Art in DUMBO has announced its First Thursday Gallery Walk, scheduled to take place Feb. 4, from 6 to 9 p.m., featuring exhibition openings and other special events.
Join Art in General for its inaugural exhibition “Beyond Credit,” a selection of contemporary Georgian artists, at their new gallery space at 145 Plymouth St..
At A.I.R. Gallery, Sharon Butler of Two Coats of Paint will award one female artist participating in the Generations X: Razzle Dazzle showcase a prize.
United Photo Industries will present Tahir Karmali’s Jua Kali, meaning “fierce sun” in Swahili.
The series of portraits show Nairobi workers who have created surreal identities for themselves, with found objects as personal adornment, and more.

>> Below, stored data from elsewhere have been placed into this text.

PR #626, opened 2022-05-06
vterm: when deleting command with `dd`, reset cursor after prompt

FrostyX:
The original `evil-first-non-blank` isn't usable because the beginning
of the prompt is the first non-blank character. Strangely enough,
`vterm-beginning-of-line` didn't work either.

### DIFF
--- a/modes/vterm/evil-collection-vterm.el
+++ b/modes/vterm/evil-collection-vterm.el
@@ -112,7 +112,7 @@ after the prompt."
 (declare-function vterm-reset-cursor-point "vterm")
 
 (evil-define-operator evil-collection-vterm-delete (beg end type register yank-handler)
-  "Modification of evil-delete to work in vterm buffer. 
+  "Modification of evil-delete to work in vterm buffer.
 Delete text from BEG to END with TYPE.
 Save in REGISTER or in the kill-ring with YANK-HANDLER."
   (interactive "<R><x><y>")
--- a/modes/vterm/evil-collection-vterm.el
+++ b/modes/vterm/evil-collection-vterm.el
@@ -109,6 +109,8 @@ after the prompt."
   (vterm-goto-char (+ 1 (point)))
   (call-interactively #'vterm-yank arg))
 
+(declare-function vterm-reset-cursor-point "vterm")
+
 (evil-define-operator evil-collection-vterm-delete (beg end type register yank-handler)
   "Modification of evil-delete to work in vterm buffer. 
 Delete text from BEG to END with TYPE.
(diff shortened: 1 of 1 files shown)


condy0919:
cc vterm developer @jixiuf

jixiuf:
https://github.com/akermu/emacs-libvterm/blob/master/vterm.el#L1695
when the `point` is at the end of the prompt ,call (vterm-beginning-of-line) would move to column 0

FrostyX:
Ah, thank you for the explanation @jixiuf.
If you don't see any issue with using `vterm-reset-cursor-point` then it might not be necessary for this PR.

But in general, I think could be useful.

jojojames:
How do you repro this manually?

FrostyX:
> How do you repro this manually?

Ah, sorry, I didn't realize the question was meant for me. Can you please explain what you mean by that?

jojojames:
No worries, I meant something along the lines of -> How do i see the behavior of "before this PR" and how do I compare it with "after this PR"?

FrostyX:
I think it would be easiest to show you screenshots. Let's say you have some line in vterm prompt.

vterm-before-dd

Then you pres `dd`. Before this patch, the command is deleted but the cursor jumps here

vterm-dd-before-patch


This PR changes it, and jumps the cursor into more reasonable place

vterm-dd-after-patch

FrostyX:
> Closing for now but happy to reopen 

I don't have the reopen PR button here, so maybe you can reopen?

jojojames:
I only get this when I 'dd' the line.

```
vterm--delete-region: Buffer is read-only: #<buffer *vterm*> [3 times]
```

FrostyX:
I believe that is because you didn't tell Emacs, what part of the line is the prompt and what is the command. I have the following line in my configuration:

```lisp
(setq term-prompt-regexp "^[^#$%>\n]*[#$%>] *")
```

Which I took from the "Good choices" in the documentation

```
term-prompt-regexp is a variable defined in ‘term.el’.
Its value is "^[^#$%>
]*[#$%>] *"

Documentation:
Regexp to recognize prompts in the inferior process.
Defaults to "^", the null string at BOL.

Good choices:
  Canonical Lisp: "^[^> \n]*>+:? *" (Lucid, franz, kcl, T, cscheme, oaklisp)
  Lucid Common Lisp: "^\\(>\\|\\(->\\)+\\) *"
  franz: "^\\(->\\|<[0-9]*>:\\) *"
  kcl: "^>+ *"
  shell: "^[^#$%>\n]*[#$%>] *"
  T: "^>+ *"

This is a good thing to set in mode hooks.

```

jojojames:
I see, reasonable enough for me, thanks!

On the first Thursday of every month, DUMBO’s galleries stay open late for a night of art, gallery openings, artist talks and live performance.
Visitors can enjoy incredible views of the East River and the Brooklyn and Manhattan Bridges as they walk along the waterfront from one gallery to the next, and can enjoy local drink specials after their tour.
The event is free and open to the public. All Gallery Walk events, and the many other art events happening year-round in DUMBO, can be found at Artin
The participating Feb. 4 Thursday Gallery Walk venues include: A.I.R Gallery (155 Plymouth St.) presents Generations X: Razzle Dazzle.
The exhibit features more than 200 women artists of many generations and styles.
On Feb. 4, Sharon Butler Prize will present her eponymous prize to one lucky artist whose work will be chosen as her favorite piece and win $100!
The gallery also presents “Tuscan Spring,” in which Nancy Azara used a “leaf” theme with scroll works on Mylar, made in Greve, Italy. These collaged scrolls with tracings of leaves and trees and marks made from woodcuts, are painted and slashed sections, cut out and often reversed and glued.
The leaves are from a New York domestic rhododendron plant as well as from the fields of the Tuscan countryside.
And Fanny Allié’s Vessels builds the structure of a story in which characters coexist with makeshift, handmade dwellings along with domestic objects related to an everyday vernacular imagery.
From fragments of images extracted from the daily news, snippets of persistent personal memories or simple observations of her surroundings, she presents a narrative thread that solidly connects humans to each other. On view through Feb. 7, 2016.
Art in General (145 Plymouth Street) presents its inaugural exhibit Beyond Credit, featuring Thea Gvestadze, Mamuka Japharidze, Nika Machaidze, Nino Sekhniashvili, and Gio Sumbadze.
“Beyond Credit” is an Art in General International Collaboration curated by Wato Tsereteli, Center of Contemporary Art, Tbilisi, Georgia.
This group exhibition features a selection of contemporary Georgian artists who are highly regarded in Eastern Europe but relatively unknown in the United States.
Beyond Credit seeks to explore the artist’s process, as a mixture of modes involving rational thinking, intuition, contradiction, accident, mistake and absurdity, all of which serve as the building blocks for not only their artistic practices but also their lives.
As an exchange program, Art in General also brings New York-based artists to exhibit new works at international partner institutions. This is on view through April 2, 2016.
Brooklyn Bridge Park (99 Plymouth Street) presents The Wonder Under by Matthew Jensen, which uses collection and photography to explore the place histories of public landscapes in New York City.
The exhibition features hundreds of meticulously cut photographs of found objects collected from the surrounding landscape.
These are displayed in two-dimensional curiosity cabinets that reference museum vitrines but without employing the logical order commonly associated with such forms of display. On view through March 31, 2016.
KLOMPCHING GALLERY (89 Water St.) features work by Cara Barer. The artist transforms outdated, abandoned and obsolete books into coiled, crumpled and sculptural objects.
Following this labor-intensive reconfiguration, she photographs them and presents the final artworks as large-scale pigment prints — lush in color and highly detailed.
Through this process of re-imagination, the books segue into a carefully considered commentary on their changing role of how society accesses and values knowledge in a technologically advanced context.
Ultimately, Barer’s work questions the value of the book itself. On view through Feb. 27, 2016.